Hopping inside desperately hoping this was all just a dream. Chris had to leave the city. His truck started on the first turn. He let out a shaky breath he hadn't realized he was holding. The radio came to life with a hiss of static, Voices, Voices he shrieked inside his mind trying to pay attention grasping at straws.
"Atmospher *static* stay indoors"
"entities"
"level readings *static* off the"
The signal gave out resulting in what it seemed like a mockingly hiss of static. He cut the radio. The hum in the air remained as if the surrounding were holding their breath in anticipation. Slowly he began to drive away from the heart of the city avoiding debris and bodies alike.
The city slid past in a slow-motion nightmare. Storefront windows cracked or destroyed. A bus angled into a storefront like a beached whale. Overhead, the clouds continued to rotated in what seemed to be a spiral. The same five-count pulse shaking everything, even his soul he thought.
He took side streets toward the old industrial district; if there was anywhere safe it would be where there are fewer people, fewer buildings, but most importantly fewer unknowns. He rolled a stop, eased through an intersection.
Something flickered in the high beams.
A figure stepped from behind a wrecked sedan and ran at him.
Not a stumble. Not a lurch. A sprinter's drive. Eyes like complete glass absorbing any light that tried to pierce it. It's body was just moving wrong.It seemed that it's left knee was torqued backward, and with with a wet pop it fell. He was going to get out to help but then It kept coming, dropping to all fours, the abomination nails skittering on asphalt.

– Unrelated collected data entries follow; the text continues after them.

PR #1511, opened 2025-11-06
OCPBUGS-64729: Update etcd alerts to match observed real world data

dgoodwin:
Build on #1495, justification in this comment: https://issues.redhat.com/browse/OCPBUGS-64729?focusedId=28407511&page=com.atlassian.jira.plugin.system.issuetabpanels%3Acomment-tabpanel#comment-28407511

### DIFF
--- a/manifests/0000_90_etcd-operator_03_prometheusrule.yaml
+++ b/manifests/0000_90_etcd-operator_03_prometheusrule.yaml
@@ -106,7 +106,7 @@ spec:
       annotations:
         description: 'etcd cluster "{{ $labels.job }}": 99th percentile commit durations {{ $value }}s on etcd instance {{ $labels.instance }}.'
         summary: etcd cluster 99th percentile commit durations are too high.
-      expr: histogram_quantile(0.99, rate(etcd_disk_backend_commit_duration_seconds_bucket{job=~".*etcd.*"}[5m])) > 0.025
+      expr: histogram_quantile(0.99, rate(etcd_disk_backend_commit_duration_seconds_bucket{job=~".*etcd.*"}[5m])) > 0.08
       for: 10m
       labels:
         severity: warning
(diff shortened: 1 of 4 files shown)


manifests/0000_90_etcd-operator_03_prometheusrule.yaml
```diff
@@ -39,28 +39,6 @@ spec:
...
-      annotations:
-        description: 'etcd cluster "{{ $labels.job }}": 99th percentile fsync durations are {{ $value }}s on etcd instance {{ $labels.instance }}.'
-        runbook_url: https://github.com/openshift/runbooks/blob/master/alerts/cluster-etcd-operator/etcdHighFsyncDurations.md
-        summary: etcd cluster 99th percentile fsync durations are too high.
-      expr: |
-        histogram_quantile(0.99, rate(etcd_disk_wal_fsync_duration_seconds_bucket{job=~".*etcd.*"}[5m]))
-        > 0.5
-      for: 10m
-      labels:
-        severity: warning
```
simonpasquier, line 52: IIUC we're removing the warning severity for `etcdHighFsyncDurations`. Do we have another rule which can notify platform admins before the critical alert first?

dgoodwin: It's a little tough for this, we don't actually know when a cluster falls over. Just that upstream recommendations are optimistic and we have thousands of clusters running much higher. I'm estimating what level of chaos we're willing to cause to lower these down to sensible levels again with the 5% alerting rate, I could trim some off the recommendations here and call that a warning threshold, but then we might be over our 5% fleet rate.

simonpasquier: While we don't provide stability guarantees for alerting rules, I presume that some cluster admins will be puzzled by the removal of the warning severity. As stated in https://github.com/openshift/enhancements/blob/master/enhancements/monitoring/alerting-consistency.md#warning-alerts warning alerts don't require immediate action but they help identifying potential issues. We could use a higher `for` value to avoid the alerting rule triggering too often.

cc @typeid

dgoodwin: Ok how about I use these limits currently in the pr for warning, and add a critical level a little higher

dgoodwin:
Actually saw a relevant failure on single node https://prow.ci.openshift.org/view/gs/test-platform-results/pr-logs/pull/openshift_cluster-etcd-operator/1511/pull-ci-openshift-cluster-etcd-operator-main-e2e-aws-ovn-single-node/1996107709992144896

/retest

"What the fuck" Chris punched the accelerator. His tires screaming refusing to move for a second, before launching off. The thing was matching his speed almost! For three strides before its ankle scissored and it tumbled, scraping along his tailgate. Metal shrieked. Watching from the rear view mirror, Chris saw the creature roll, and then continue to chase on all fours. Suddenly two more spilled out of a side alley! One seemed to be just as fast as the previous one, while the other was dragging a mangled leg. The fast and the gluttonous he said in his mind laughing at his cruel situation.
He blew through another intersection. A shadow vaulted from the hood of a parked compact car, and hammered onto the roof above his head. The windshield fractured. He quickly decided to drive under a half fallen street light, hoping it would hit his unwanted passenger. The roof buckled! A collision made of what could only sound like a wet ball of meat hitting the wall the moment it hit the street light!